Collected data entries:

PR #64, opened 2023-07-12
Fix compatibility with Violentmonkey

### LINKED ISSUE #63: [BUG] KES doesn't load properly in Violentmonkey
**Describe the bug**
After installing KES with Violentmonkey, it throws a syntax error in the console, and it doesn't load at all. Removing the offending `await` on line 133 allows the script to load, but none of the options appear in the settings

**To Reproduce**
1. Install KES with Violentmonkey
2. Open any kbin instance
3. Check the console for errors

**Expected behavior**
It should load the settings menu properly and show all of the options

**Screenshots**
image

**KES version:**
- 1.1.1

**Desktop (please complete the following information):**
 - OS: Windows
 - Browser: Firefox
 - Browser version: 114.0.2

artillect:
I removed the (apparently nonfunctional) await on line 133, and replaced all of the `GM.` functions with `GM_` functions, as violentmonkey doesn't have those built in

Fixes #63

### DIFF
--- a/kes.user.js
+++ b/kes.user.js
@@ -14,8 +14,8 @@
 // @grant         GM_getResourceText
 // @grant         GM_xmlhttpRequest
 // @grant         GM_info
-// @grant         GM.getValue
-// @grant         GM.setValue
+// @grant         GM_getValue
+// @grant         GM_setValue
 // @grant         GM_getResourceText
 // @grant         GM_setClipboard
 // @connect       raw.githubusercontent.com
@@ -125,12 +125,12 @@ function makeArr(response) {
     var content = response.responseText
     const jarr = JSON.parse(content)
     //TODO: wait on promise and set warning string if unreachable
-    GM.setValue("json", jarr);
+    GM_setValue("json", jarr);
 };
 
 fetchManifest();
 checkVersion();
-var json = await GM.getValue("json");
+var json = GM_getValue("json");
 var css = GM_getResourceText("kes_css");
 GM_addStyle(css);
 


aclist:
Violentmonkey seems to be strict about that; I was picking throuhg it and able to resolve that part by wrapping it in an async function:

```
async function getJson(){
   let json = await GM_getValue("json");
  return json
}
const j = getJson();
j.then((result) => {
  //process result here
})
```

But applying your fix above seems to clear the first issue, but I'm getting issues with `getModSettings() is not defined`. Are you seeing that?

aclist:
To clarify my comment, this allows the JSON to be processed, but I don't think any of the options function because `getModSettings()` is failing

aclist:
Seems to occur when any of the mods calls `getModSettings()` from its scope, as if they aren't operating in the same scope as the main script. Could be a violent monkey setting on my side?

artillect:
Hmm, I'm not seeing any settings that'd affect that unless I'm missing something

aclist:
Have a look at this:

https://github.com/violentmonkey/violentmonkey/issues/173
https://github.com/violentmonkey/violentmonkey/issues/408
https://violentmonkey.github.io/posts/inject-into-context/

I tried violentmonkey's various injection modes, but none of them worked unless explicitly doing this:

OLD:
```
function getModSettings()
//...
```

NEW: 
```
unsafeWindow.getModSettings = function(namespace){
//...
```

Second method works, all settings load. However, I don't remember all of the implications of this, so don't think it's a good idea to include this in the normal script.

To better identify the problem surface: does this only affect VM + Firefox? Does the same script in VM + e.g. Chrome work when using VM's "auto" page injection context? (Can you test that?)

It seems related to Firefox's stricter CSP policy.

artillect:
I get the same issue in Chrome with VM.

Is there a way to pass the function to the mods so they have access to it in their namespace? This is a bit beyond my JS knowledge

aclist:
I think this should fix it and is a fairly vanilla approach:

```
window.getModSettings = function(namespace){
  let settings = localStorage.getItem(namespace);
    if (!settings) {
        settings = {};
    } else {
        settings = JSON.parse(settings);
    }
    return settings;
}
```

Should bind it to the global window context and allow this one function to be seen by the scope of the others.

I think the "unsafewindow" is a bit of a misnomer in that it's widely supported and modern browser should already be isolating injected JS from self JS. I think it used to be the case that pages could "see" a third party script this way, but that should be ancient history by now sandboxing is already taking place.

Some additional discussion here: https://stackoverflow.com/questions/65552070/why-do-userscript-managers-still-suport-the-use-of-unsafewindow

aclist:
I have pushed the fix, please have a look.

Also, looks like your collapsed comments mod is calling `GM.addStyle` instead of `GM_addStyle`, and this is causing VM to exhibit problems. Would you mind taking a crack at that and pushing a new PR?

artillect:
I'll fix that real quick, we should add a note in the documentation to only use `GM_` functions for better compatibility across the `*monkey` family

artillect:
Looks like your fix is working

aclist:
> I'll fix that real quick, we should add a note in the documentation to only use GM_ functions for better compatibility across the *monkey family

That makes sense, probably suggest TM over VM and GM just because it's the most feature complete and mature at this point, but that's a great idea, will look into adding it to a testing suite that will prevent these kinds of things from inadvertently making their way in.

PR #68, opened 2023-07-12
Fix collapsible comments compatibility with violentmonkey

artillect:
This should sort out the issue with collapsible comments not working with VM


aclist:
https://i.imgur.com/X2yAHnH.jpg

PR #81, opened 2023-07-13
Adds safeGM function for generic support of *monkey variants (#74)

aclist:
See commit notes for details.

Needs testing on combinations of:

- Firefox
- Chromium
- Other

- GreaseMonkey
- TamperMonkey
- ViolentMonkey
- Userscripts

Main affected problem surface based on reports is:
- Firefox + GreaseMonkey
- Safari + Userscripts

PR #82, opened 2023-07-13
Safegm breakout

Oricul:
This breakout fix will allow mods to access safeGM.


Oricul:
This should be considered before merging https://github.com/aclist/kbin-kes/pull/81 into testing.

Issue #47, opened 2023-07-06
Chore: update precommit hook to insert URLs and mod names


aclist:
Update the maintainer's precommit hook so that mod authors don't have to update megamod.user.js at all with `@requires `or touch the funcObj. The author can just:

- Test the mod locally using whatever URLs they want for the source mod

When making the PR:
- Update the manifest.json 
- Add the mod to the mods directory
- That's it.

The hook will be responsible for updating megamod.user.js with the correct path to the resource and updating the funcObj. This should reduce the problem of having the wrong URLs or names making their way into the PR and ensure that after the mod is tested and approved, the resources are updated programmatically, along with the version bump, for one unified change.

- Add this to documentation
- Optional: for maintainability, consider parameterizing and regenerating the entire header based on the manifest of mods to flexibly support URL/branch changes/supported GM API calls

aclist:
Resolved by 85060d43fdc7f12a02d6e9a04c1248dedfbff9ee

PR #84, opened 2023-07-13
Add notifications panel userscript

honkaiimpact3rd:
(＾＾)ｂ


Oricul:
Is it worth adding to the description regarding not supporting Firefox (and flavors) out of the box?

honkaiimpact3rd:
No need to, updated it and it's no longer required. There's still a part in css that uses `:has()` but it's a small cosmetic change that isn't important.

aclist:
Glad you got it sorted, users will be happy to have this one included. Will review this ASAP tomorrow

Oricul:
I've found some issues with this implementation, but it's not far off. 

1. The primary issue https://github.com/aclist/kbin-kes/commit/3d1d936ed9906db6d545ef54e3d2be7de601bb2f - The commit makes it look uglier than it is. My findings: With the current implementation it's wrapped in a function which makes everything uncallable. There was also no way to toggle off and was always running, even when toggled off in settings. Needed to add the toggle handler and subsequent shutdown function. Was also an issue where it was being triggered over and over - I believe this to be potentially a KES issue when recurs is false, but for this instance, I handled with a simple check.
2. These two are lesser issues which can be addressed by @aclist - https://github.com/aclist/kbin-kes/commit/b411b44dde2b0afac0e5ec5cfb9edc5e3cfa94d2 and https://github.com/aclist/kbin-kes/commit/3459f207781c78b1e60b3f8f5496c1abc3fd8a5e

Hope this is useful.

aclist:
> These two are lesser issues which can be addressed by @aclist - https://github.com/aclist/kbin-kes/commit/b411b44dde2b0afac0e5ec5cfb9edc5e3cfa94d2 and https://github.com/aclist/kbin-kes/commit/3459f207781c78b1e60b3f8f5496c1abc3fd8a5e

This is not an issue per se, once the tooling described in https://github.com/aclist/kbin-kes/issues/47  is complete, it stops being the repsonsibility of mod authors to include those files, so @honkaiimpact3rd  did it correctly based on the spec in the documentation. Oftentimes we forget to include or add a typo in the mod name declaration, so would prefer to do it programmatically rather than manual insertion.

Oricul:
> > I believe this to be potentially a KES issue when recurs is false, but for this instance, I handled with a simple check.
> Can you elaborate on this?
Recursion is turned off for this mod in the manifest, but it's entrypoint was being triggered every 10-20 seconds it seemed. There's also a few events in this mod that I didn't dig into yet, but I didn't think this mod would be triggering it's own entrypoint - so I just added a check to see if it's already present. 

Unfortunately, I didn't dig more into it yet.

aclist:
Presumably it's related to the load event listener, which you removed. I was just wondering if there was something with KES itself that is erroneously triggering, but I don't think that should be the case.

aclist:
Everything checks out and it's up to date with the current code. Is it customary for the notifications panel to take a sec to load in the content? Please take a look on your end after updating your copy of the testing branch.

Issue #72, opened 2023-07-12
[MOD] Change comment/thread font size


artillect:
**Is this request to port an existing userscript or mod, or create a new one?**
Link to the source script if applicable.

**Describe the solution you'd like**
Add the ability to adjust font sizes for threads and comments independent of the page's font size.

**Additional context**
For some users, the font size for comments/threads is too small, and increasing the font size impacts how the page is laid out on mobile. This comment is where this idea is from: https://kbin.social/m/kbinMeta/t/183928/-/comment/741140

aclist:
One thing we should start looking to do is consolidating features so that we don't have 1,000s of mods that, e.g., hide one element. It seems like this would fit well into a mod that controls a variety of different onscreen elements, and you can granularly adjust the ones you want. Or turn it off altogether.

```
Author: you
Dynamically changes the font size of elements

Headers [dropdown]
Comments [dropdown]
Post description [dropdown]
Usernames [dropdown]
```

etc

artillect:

## [Your assignment]
A word-for-word copy of the lines above from the one with "Hmm, I'm not" through the one with "To better identify", inclusive, is the only output wanted.

## [Worked solution]
Hmm, I'm not seeing any settings that'd affect that unless I'm missing something

aclist:
Have a look at this:

https://github.com/violentmonkey/violentmonkey/issues/173
https://github.com/violentmonkey/violentmonkey/issues/408
https://violentmonkey.github.io/posts/inject-into-context/

I tried violentmonkey's various injection modes, but none of them worked unless explicitly doing this:

OLD:
```
function getModSettings()
//...
```

NEW: 
```
unsafeWindow.getModSettings = function(namespace){
//...
```

Second method works, all settings load. However, I don't remember all of the implications of this, so don't think it's a good idea to include this in the normal script.

To better identify the problem surface: does this only affect VM + Firefox? Does the same script in VM + e.g. Chrome work when using VM's "auto" page injection context? (Can you test that?)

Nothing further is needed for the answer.